El grupo parlamentario de Morena en el Senado formaliza la separación del legislador sinaloense Enrique Inzunza, luego de que el senador no presenta ante la Mesa Directiva la notificación requerida para dejar la bancada.
La decisión toma como referencia un documento público difundido por Inzunza el 26 de agosto, en el que manifiesta su intención de apartarse del grupo parlamentario. Ante la falta del trámite correspondiente, la propia bancada comunica el cambio a las autoridades del Senado.
Morena notifica la separación del senador
El oficio mediante el cual se informa la salida lleva la firma de Nicolás Bellizia, secretario técnico del grupo parlamentario de Morena. El documento establece que Inzunza deja de formar parte de la bancada a partir de la manifestación pública realizada el 26 de agosto.
De esta manera, Morena convierte en una determinación formal lo que hasta ese momento había sido una declaración del legislador. La intervención del grupo parlamentario resulta necesaria porque el senador no entrega directamente la comunicación administrativa ante la Mesa Directiva.
Inzunza no presenta la carta requerida
Las normas internas del Senado establecen que un legislador interesado en separarse de su bancada debe notificarlo mediante una carta dirigida a la Mesa Directiva. Aunque Inzunza hace pública su decisión, no cumple con ese procedimiento.
La Constitución reconoce como un derecho de senadoras y senadores integrarse a un grupo parlamentario. Sin embargo, los movimientos relacionados con su adscripción deben quedar registrados ante los órganos de gobierno de la Cámara alta para tener efectos dentro de su organización legislativa.
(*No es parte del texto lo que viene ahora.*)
PR #660, opened 2016-02-23
Allocate a new array for comparison in goog.array.stableSort

Dominator008:
This fixes a couple of warnings found by Closure Compiler's NTI. It should also be more performant on V8 because it avoids modifying the memory layout of "arr"'s backing store.

### DIFF
--- a/closure/goog/array/array.js
+++ b/closure/goog/array/array.js
@@ -1132,16 +1132,17 @@ goog.array.sort = function(arr, opt_compareFn) {
  * @template T
  */
 goog.array.stableSort = function(arr, opt_compareFn) {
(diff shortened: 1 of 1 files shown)


joeltine:
I couldn't find any discernible performance difference: http://jsperf.com/stablesort-perf/3.

OOC, what were the NTI errors?

Dominator008:
```
../closure-library/closure/goog/array/array.js:1136: WARNING - The right side in the assignment is not a subtype of the left side.
left side  : T
right side : {index:number, value:T}

    arr[i] = {index: i, value: arr[i]};
    ^
```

La ausencia de esa notificación genera una diferencia entre la decisión expresada públicamente por Inzunza y su situación administrativa. Por ello, la bancada morenista utiliza el pronunciamiento del senador como fundamento para comunicar su separación.
El cambio se limita a la bancada legislativa
La medida representa la salida de Enrique Inzunza del grupo parlamentario de Morena, pero no equivale, por sí misma, a la pérdida de su escaño en el Senado. El reporte tampoco establece que exista una expulsión formal del partido político.
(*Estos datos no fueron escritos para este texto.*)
PR #662, opened 2016-02-23
Disable crossdomainrpc_test

joeltine:
Flaky on IE

### DIFF
--- a/protractor_spec.js
+++ b/protractor_spec.js
@@ -18,7 +18,8 @@ var IGNORED_TESTS = [
   'closure/goog/net/jsloader_test.html',
   'closure/goog/net/filedownloader_test.html',
   'closure/goog/promise/promise_test.html',
-  'closure/goog/editor/plugins/abstractdialogplugin_test.html'
+  'closure/goog/editor/plugins/abstractdialogplugin_test.html',
+  'closure/goog/net/crossdomainrpc_test.html'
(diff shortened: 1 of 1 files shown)


protractor_spec.js
```diff
@@ -18,7 +18,8 @@ var IGNORED_TESTS = [
   'closure/goog/net/jsloader_test.html',
   'closure/goog/net/filedownloader_test.html',
   'closure/goog/promise/promise_test.html',
-  'closure/goog/editor/plugins/abstractdialogplugin_test.html'
+  'closure/goog/editor/plugins/abstractdialogplugin_test.html',
```
concavelenz: I'm a little unclear on why things are continually being added to this list.

joeltine: They're the tests that have promise timeouts that fail before the set timeout value. I just add them to this list as they come up.

joeltine: Obviously, this is meant to be temporary.

Dominator008: I wonder if `closure/goog/editor/plugins/abstractdialogplugin_test.html` is fixed by the following commit:
https://github.com/google/closure-library/commit/a1b20191b1cfd7937b1a3402eb1347bd54bc3116#diff-c0a7f4c78a87dc0d9c753419bf2fd040R89

PR #664, opened 2016-02-26
Add Customized Splitter instead of hard code character '-'

SimonCat1989:
Add "@define goog.CSS_CLASS_SPLITTER" in base.js from closure library to make function goog.getCssName in base.js can accept customized css name splitter instead of original hard code character "-".


concavelenz:
What is the use case for this?  Were you intending to update the other tools as well?

joeltine:
Closing due to lack of response from author.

El legislador conserva su condición de senador, aunque fuera de la estructura de la bancada que lo incorporó al inicio de la legislatura. La modificación afecta su adscripción parlamentaria y la manera en que participa dentro de la organización política de la Cámara alta.
El caso muestra la importancia de distinguir entre la militancia partidista, la pertenencia a una bancada y la condición constitucional de legislador. Se trata de figuras distintas y cada una requiere procedimientos específicos para que cualquier cambio adquiera carácter oficial.